5. Historical Development

  • 1938: Hartline defines the concept of a receptive field from recordings of frog retinal ganglion cells (Nobel Prize, 1967).
  • 1953: Kuffler discovers center-surround receptive fields in cat retinal ganglion cells, demonstrating lateral inhibition.
  • 1959: Hubel and Wiesel discover orientation selectivity in cat V1, identifying simple and complex cells (Nobel Prize, 1981).
  • 1962: Hubel and Wiesel propose the hierarchical model: LGN center-surround inputs converge to create V1 orientation selectivity.
  • 1985: Daugman demonstrates that V1 simple cells are optimally described by 2D Gabor functions, achieving minimum uncertainty.
  • 1986: Blasdel and Salama use optical imaging of intrinsic signals to visualize orientation maps and pinwheel centers in V1.
  • 1994: Zohary, Shadlen, and Newsome demonstrate that noise correlations limit population coding capacity in MT.
  • 1996: Olshausen and Field show that sparse coding applied to natural images produces Gabor-like receptive fields, linking V1 to efficient coding theory.

6. Applications

Computer Vision

Gabor filter banks inspired by V1 are widely used for texture classification, edge detection, and feature extraction. Convolutional neural networks learn filters remarkably similar to V1 receptive fields in their first layer.

Retinal Prosthetics

Understanding receptive field organization guides the design of electrode arrays that mimic retinal processing. Stimulation patterns based on center-surround models improve the quality of artificial vision.

Image Compression

The sparse coding hypothesis suggests that V1 represents images using a small number of active Gabor-like filters. This principle underlies compressed sensing and efficient image representations in engineering.

Clinical Diagnostics

Receptive field mapping using reverse correlation reveals functional deficits in amblyopia, glaucoma, and cortical lesions. Population coding models predict perceptual performance from neural recordings.
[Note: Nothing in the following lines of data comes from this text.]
PR #261, opened 2020-03-10
PROJQUAY-454 - version from env or git

thomasmckay:
https://issues.redhat.com/browse/PROJQUAY-454

    Version is determined in following order:
    1. First line VERSION file
    2. environment variable QUAY_RELEASE
    3. GIT_HEAD file
    4. git rev-parse HEAD

Added a quay-entrypoint command of "version" that will print the first non-blank line from VERSION.

VERSION file is created during container build. The first line will be the ARG QUAY_VERSION and the second will be `git describe --tags`.

### DIFF
--- a/.dockerignore
+++ b/.dockerignore
@@ -7,8 +7,6 @@ screenshots
 tools
 test/data/registry
 venv
-.git
-!.git/HEAD
 .gitignore
 .github
 Bobfile
--- a/Dockerfile
+++ b/Dockerfile
@@ -1,3 +1,31 @@
+# Builder
+
+FROM centos:7 as builder
+
+ENV QUAYDIR /quay-registry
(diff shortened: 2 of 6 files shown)


.dockerignore
```diff
@@ -7,8 +7,6 @@ screenshots
 tools
 test/data/registry
 venv
-.git
-!.git/HEAD
```
josephschorr: This will result in the `.git` directory being in the image, which is a no-go.

thomasmckay: @josephschorr no, i remove in the Dockerfile (i'll update Dockerfile.rhel7, etc. when we're agreed on this PR)

thomasmckay:
won't work with quay.io builders

PR #263, opened 2020-03-11
Mark any server hostnames with `quay.io` as reserved

josephschorr:
Usage of `quay.io` in a server hostname breaks the superuser API
(on purpose) to ensure that API is never available in production.

This change ensures this is messaged properly.

Fixes https://issues.redhat.com/browse/PROJQUAY-80

### DIFF
--- a/config_app/js/core-config-setup/config-setup-tool.html
+++ b/config_app/js/core-config-setup/config-setup-tool.html
@@ -56,6 +56,12 @@
             <tr>
               <td>Server Hostname:</td>
               <td>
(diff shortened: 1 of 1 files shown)


josephschorr:
Screen Shot 2020-03-11 at 2 21 31 PM

config_app/js/core-config-setup/config-setup-tool.html
```diff
@@ -56,6 +56,12 @@
             <tr>
               <td>Server Hostname:</td>
               <td>
+                <div class="co-alert co-alert-danger" ng-if="config.SERVER_HOSTNAME.indexOf('quay.io') >=0 "
```
alecmerdler: Can we add this as validation to `schema.py` as well?

PR #273, opened 2020-03-18
Remove the use of a transaction for User and Repository delete

josephschorr:
While a transaction is obviously safer, with the number of tables
and rows referencing these tables now, a transaction is potentially
locking up a significant chunk of the database. Since we're already
performing cleanup before calling the delete, including disabling
new data being written for the User or Repository, deletion without
a transaction should (usually) be sufficient; if it isn't, an
IntegrityError will be raised, and the workers can retry continuing
the GC operation

### DIFF
--- a/data/database.py
+++ b/data/database.py
@@ -145,11 +145,12 @@ def delete_instance_filtered(instance, model_class, delete_nullable, skip_transi
 
     Callers *must* ensure that any models listed in the skip_transitive_deletes must be capable
     of being directly deleted when the instance is deleted (with automatic sorting handling
-    dependency order).
+    dependency order) - for example, the Manifest and ManifestBlob tables for Repository will
+    always refer to the *same* repository when Manifest references ManifestBlob, so we can safely
+    skip transitive deletion for the Manifest table.
 
-    For example, the RepositoryTag and Image tables for Repository will always refer to the
-    *same* repository when RepositoryTag references Image, so we can safely skip
-    transitive deletion for the RepositoryTag table.
+    Callers *must* catch IntegrityError's raised, as this method will *not* delete the instance
+    under a transaction, to avoid locking the database.
     """
     # We need to sort the ops so that models get cleaned in order of their dependencies
     ops = reversed(list(instance.dependencies(delete_nullable)))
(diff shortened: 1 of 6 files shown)


jzelinskie:
I think removing this transaction is fine, but I'm curious as to what's causing it to take so long. Spanning across many tables might be the cause -- but I'd like to be 100% sure of that because this is supposed to be the bastion of ensuring that the delete has properly occurred.

josephschorr:
@jzelinskie Yeah, I've seen evidence of the transaction timing out, which likely means it is taking a long time. Granted, this was also before we started pre-deleting everything, but I still suspect it is taking an unusually long time given the number of tables involved. For safety, I'd prefer to remove the transaction regardless.

kleesc:
Shouldn't most tables be skipped because of `skip_transitive_delete`?

josephschorr:
@kleesc No. `skip_transitive_delete` means that if you have a table like `RepositoryTag` that references `Repository` and `Image`, that it won't try to delete all references `Image` rows *through* `RepositoryTag`, since peewee doesn't know that the `repository` field on both those tables are the same.

Peewee will still generate (correctly) queries of the form `delete * from {Table} where repository={the repo}` for all tables with a foreign key constraint.

jzelinskie:
I spent a few minutes seeing if we could potentially keep the transaction and rather change its isolation level. [According to the documentation](https://dev.mysql.com/doc/refman/8.0/en/innodb-transaction-isolation-levels.html#isolevel_read-committed), UPDATES and DELETES should only be doing row-level locking. This would imply that if this was slow, it would be because of some kind of contention on the _rows_ and not the _tables_.

I think we need more evidence as to what the problem is before we go forward with applying a possible solution.

josephschorr:
@jzelinskie Sure, but I'd wager it is *also* locking the indexes, and we have *quite* a few of those are high shared-access tables

jzelinskie:
That's for sure -- an interesting experiment would be to determine whether or not a DELETE with 0 rows selected for deletion still locks indexes on the table. Following this idea, we could have some preemptive queries that determine what tables we can skip in this final transaction.

josephschorr:
@jzelinskie I mean, we could just check them all to see if there are any matching rows, and then issue the transaction for the remainder... but that still provides incomplete protection, which makes it not worth it IMO.

jzelinskie:
The only issue I see with this code now is that if someone kills the process or the machine forcefully shuts down during one of these deletes, only a partial deletion will have occurred. This isn't the end of the world, but the final delete wouldn't have occurred yet, so it'd be visible that the delete never 100% finished.

josephschorr:
@jzelinskie Yeah, although I think that's okay, because then the repo delete will just be picked up again by the worker and continue

PR #275, opened 2020-03-18
Remove the shared registry model impl now that we have a single registry model

josephschorr:


jzelinskie:
I think removing this transaction is fine, but I'm curious as to what's causing it to take so long. Spanning across many tables might be the cause -- but I'd like to be 100% sure of that because this is supposed to be the bastion of ensuring that the delete has properly occurred.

7. Computational Exploration

Sensory Processing: Receptive Fields, Gabor Filters, and Population Coding

Python
script.py276 lines

Click Run to execute the Python code

Code will be executed with Python 3 on the server

Chapter Summary

  • Center-surround receptive fields implement bandpass filtering via Difference of Gaussians, enhancing edges and normalizing luminance.
  • V1 simple cells are optimally modeled by Gabor functions, achieving minimum joint uncertainty in space and spatial frequency.
  • Orientation selectivity arises from aligned feedforward inputs, sharpened by recurrent cortical interactions.
  • Population vector decoding achieves precision scaling as $1/\sqrt{N}$ with independent noise.
  • Noise correlations impose a fundamental ceiling on population information: $J_\infty = J_1 / \rho$.